¿Cómo hago para que una consulta SQL opere en un subconjunto de datos sin repetirme?

I have a table with app statistics, let’s say the columns are os_version y app_id (simplifying). I want to list all OS versions for a certain app, and for each OS version I want to see a number of records that have at least this OS version. Example data:

app1 1.0
app1 2.0
app2 1.0

Ahora para app1 Quiero ver:

version | score | comments
--------+-------+---------
1.0     | 2     | there are two records having OS at least 1.0
2.0     | 1     | there is just one record with OS at least 2.0

Now, pardon my ignorant SQL, but I have come up with this query:

SELECT
    os_version,
    -- number_of_records_having_at_least_this_version / number_of_all_records
    (SELECT COUNT(*) FROM stats WHERE app_id='app1' AND os_version >= outer.os_version)/ 
        (SELECT COUNT(*) FROM stats WHERE app_id='app1') AS score
FROM (SELECT * FROM stats WHERE app_id='app1') AS outer
GROUP BY os_version;

This is crazy, as I have to filter by the app ID three times.
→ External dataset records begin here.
PR #4204, opened 2026-08-07
fix: sahidawa settings promise catch

sanrishi:
Adds proper error handling for sahidawa settings promise catch.


dipexplorer:
@sanrishi, adds a second .catch() block immediately after an existing .catch() block in the promise chain. Since the first catch block handles the error and does not re-throw it, this new second catch block becomes unreachable dead code. Plz review the promise chain logic and remove this redundant block.

PR #4244, opened 2026-08-09
fix(alert-broadcaster): prevent duplicate broadcasts with lock renewal and in-process guard

### LINKED ISSUE #4242: [BUG] Alert-broadcaster Redis lock expires mid-run → overlapping broadcasts → duplicate patient alerts

Other / Unknown

### Bug Description

broadcast lock is `LOCK\\\_TTL\\\_MS = 25\\\_000` but the scheduler interval is `CHECK\\\_INTERVAL\\\_MS = 30\\\_000`:
```ts

const LOCK\\\_TTL\\\_MS = 25\\\_000;  // <25s TTL, no renewal

...

setInterval(() => { checkAndBroadcastAll().catch(...) }, 30\\\_000);

```
A single run pages every subscriber via 50-item `Promise.allSettled` chunks of SMS/WhatsApp; any slow provider call pushes the run past 25s. The lock expires (no renewal) and the next tick — or a second pod — acquires the lock and runs **concurrently** over the same `broadcasted=false` rows. There is no in-process `isRunning` guard, so even a single instance can overlap.

**Impact:** Duplicate counterfeit/recall/expiry SMS + WhatsApp to every subscriber, at real per-message cost, on every slow broadcast window.

### Expected Behavior

Add an in-process run guard + refresh/replenish the lock TTL during the run (or use Redlock with renewal) so acquisition is exclusive.

### Screenshots

_No response_

### GSSoC 2026

### Code of Conduct

Kirtan-pc:

> [!WARNING]
> PRs with unrelated files will not be reviewed and may be closed.

## 📋 PR Summary & Link

- **Closes #4242**
- **Summary:**
In apps/api/src/cron/alert-broadcaster.ts:
1. Lock TTL renewal — new renewLock() runs a compare-and-PEXPIRE Lua script on a setInterval heartbeat (LOCK_RENEW_INTERVAL_MS = LOCK_TTL_MS / 2). The TTL is extended only while this process still owns the lock, so a slow run can't hand it to another tick/pod. Old releaseLock() (del only-if-owner) is unchanged for the graceful-cleanup path.
2. In-process run guard — new module-level isBroadcasting flag set true after acquireLock() and reset in finally. checkAndBroadcastAll() now returns early if a run is already in flight in this process, before even attempting the distributed lock.
This makes acquisition exclusive both across pods (renewed Redis lock) and within a pod (guard), eliminating duplicate sends even on slow broadcast windows. The renewal timer is unref()'d so it never keeps the process alive.
Tests
Extended alert-broadcaster.test.ts (node:test / mock.module style):
- skips a second checkAndBroadcastAll() while a run is in progress (guard)
- renews the lock TTL multiple times during a run that outlives the original TTL
Existing distributed-lock tests updated accordingly and passing behavior preserved. Jest collection isn't wired to src/cron/*.test.ts in jest.config.js, so these run standalone via the Node test runner.

## 🏷️ PR Type

- [x] 🐛 `type: bug`
- [ ] ✨ `type: feature`
- [ ] 📖 `type: docs`
- [ ] 🧪 `type: testing`
- [ ] 🔒 `type: security`
- [ ] ⚡ `type: performance`
- [ ] 🎨 `type: design`
- [ ] ♻️ `type: refactor`
- [ ] 🛠️ `type: devops`
- [ ] ♿ `type: accessibility`

## ✅ Checklist

- [x] My PR has a linked issue (`Closes #4242 `)

### DIFF
--- a/apps/api/src/cron/alert-broadcaster.test.ts
+++ b/apps/api/src/cron/alert-broadcaster.test.ts
@@ -1,4 +1,7 @@
 // @ts-nocheck
+// Force the test branch of module constants (LOCK_RENEW_INTERVAL_MS, etc.)
+process.env.NODE_ENV = "test";
+
 // Fix: Mock WebSocket for Node.js versions < 22 to prevent Supabase Realtime client crash during test imports
 if (typeof globalThis.WebSocket === "undefined") {
     globalThis.WebSocket = class {} as any;
@@ -25,6 +28,10 @@ const mockRedisClient = {
             const [key] = keys;
             const [expected] = args;
             if (lockStore.get(key) === expected) {
+                if (args.length > 1) {
+                    // renew script: PEXPIRE — keep the lock alive
+                    return 1;
+                }
                 lockStore.delete(key);
                 return 1;
             }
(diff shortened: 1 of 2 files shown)


dipexplorer:
"quality: exceptional: for implementation of a distributed lock heartbeat via atomic Lua scripts

PR #4271, opened 2026-08-10
fix(api): stem-match emergency keywords so inflected phrasing isn't missed

### LINKED ISSUE #4270: [Bug] Emergency keyword detection misses common word variants (e.g. "suicidal" doesn't match "suicide")

### Bug Description

Which part of SahiDawa is broken?
Backend — Triage/RAG service (apps/api/src/services/medicineRag.service.ts)

Bug Description
assessUrgency() decides whether a symptom query gets flagged as a medical emergency (triggering the urgent-care disclaimer in /api/triage/recommend). It works via plain substring matching against a fixed keyword list:

const EMERGENCY_KEYWORDS = [
    "chest pain", "heart attack", "stroke", "unconscious", "not breathing",
    "difficulty breathing", "shortness of breath", "severe bleeding",
    "suicide", "seizure", "paralysis", "fainting", "high fever",
];

export function assessUrgency(text: string): UrgencyAssessment {
    const normalized = text.toLowerCase();
    const matched = EMERGENCY_KEYWORDS.filter((keyword) => normalized.includes(keyword));
    return { emergency: matched.length > 0, matched };
}

Because this is exact substring matching, it silently misses extremely common natural phrasing of the same concept — most seriously:

- "I feel suicidal" does NOT match "suicide" — "suicidal" and "suicide" diverge at the 7th character ("suicid" + "a" vs "suicid" + "e"), so this is a false negative on the single most safety-critical keyword in the list.
- "can't breathe" doesn't match any of "not breathing", "difficulty breathing", or "shortness of breath".
- "fainted" doesn't match "fainting".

Is it possible to filter by the app ID first and then use the resulting row set for further operations? Without a temporary table? In SQLite? Something like:

SELECT
    os_version,
    (SELECT COUNT(*) FROM filtered WHERE os_version >= filtered.os_version)/
        (SELECT COUNT(*) FROM filtered) AS score
FROM (SELECT * FROM stats WHERE app_id='app1') AS filtered
GROUP BY os_version;

…which, sadly, does not work.

preguntado el 31 de enero de 12 a las 16:01

The real problem is how to write SQL code that identifies that '1.0' is earlier version that '2.0'. -

1 Respuestas

I think, if I've understood the question properly, that something like this should do the trick..

SELECT
    s1.app_id,
    s1.os_version,
    count(*)
FROM stats s1 INNER JOIN stats s2 ON s1.app_id = s2.app_id 
                                  AND s2.os_version >= s1.os_version
GROUP BY s1.app_id, s1.os_version

EDIT: This returns results fitered by app_id (as with the example query in the question)

SELECT
    s1.app_id,
    s1.os_version,
    count(*)
FROM stats s1 INNER JOIN stats s2 ON s1.app_id = s2.app_id 
                                  AND s2.os_version >= s1.os_version
WHERE s1.app_id = 'app1'
GROUP BY s1.app_id, s1.os_version

EDIT2:

SELECT
    s1.app_id,
    s1.os_version,
    count(*)
FROM stats s1 INNER JOIN stats s2 ON s1.app_id = s2.app_id 
                                  AND s2.os_version >= s1.os_version
                                  AND s1.app_id = 'app1'
GROUP BY s1.app_id, s1.os_version

EDIT3: To get round the 2.11 < 2.7 problem

SELECT
    s1.app_id,
    s1.os_version,
    count(*)
FROM stats s1 INNER JOIN stats s2 ON s1.app_id = s2.app_id 
              AND CAST(REPLACE(s2.os_version, '.', '') TO INTEGER) >= 
                  CAST(REPLACE(s1.os_version, '.', '') TO INTEGER)
              AND s1.app_id = 'app1'
GROUP BY s1.app_id, s1.os_version

Respondido el 31 de enero de 12 a las 21:01

This looks promising, but does not yield any results in a reasonable timeframe on my machine :) The query mentioned in the question finishes almost immediately. - zoul

Strange, assuming you have indexes on your id and version columns, then this is about as performant as you can get.. I've tested on a table with ~40k records and it returns almost immediately for me.. It should be quicker if you filter on the app_id, but I'm not sure if thats what you want? - StevieG

I’m an SQL noob, so it’s quite possible that I am doing something incredibly stupid. There’s around 800k rows in the table. I’ll check the indexes. - zoul

looks good to me. Adding 'app1' in a where clause will filter by app_id too - CD Jorgensen

¿Cómo se s2.os_version >= s1.os_version trabajar con '2.11' >= '2.7' ? - ypercubeᵀᴹ

No es la respuesta que estás buscando? Examinar otras preguntas etiquetadas or haz tu propia pregunta.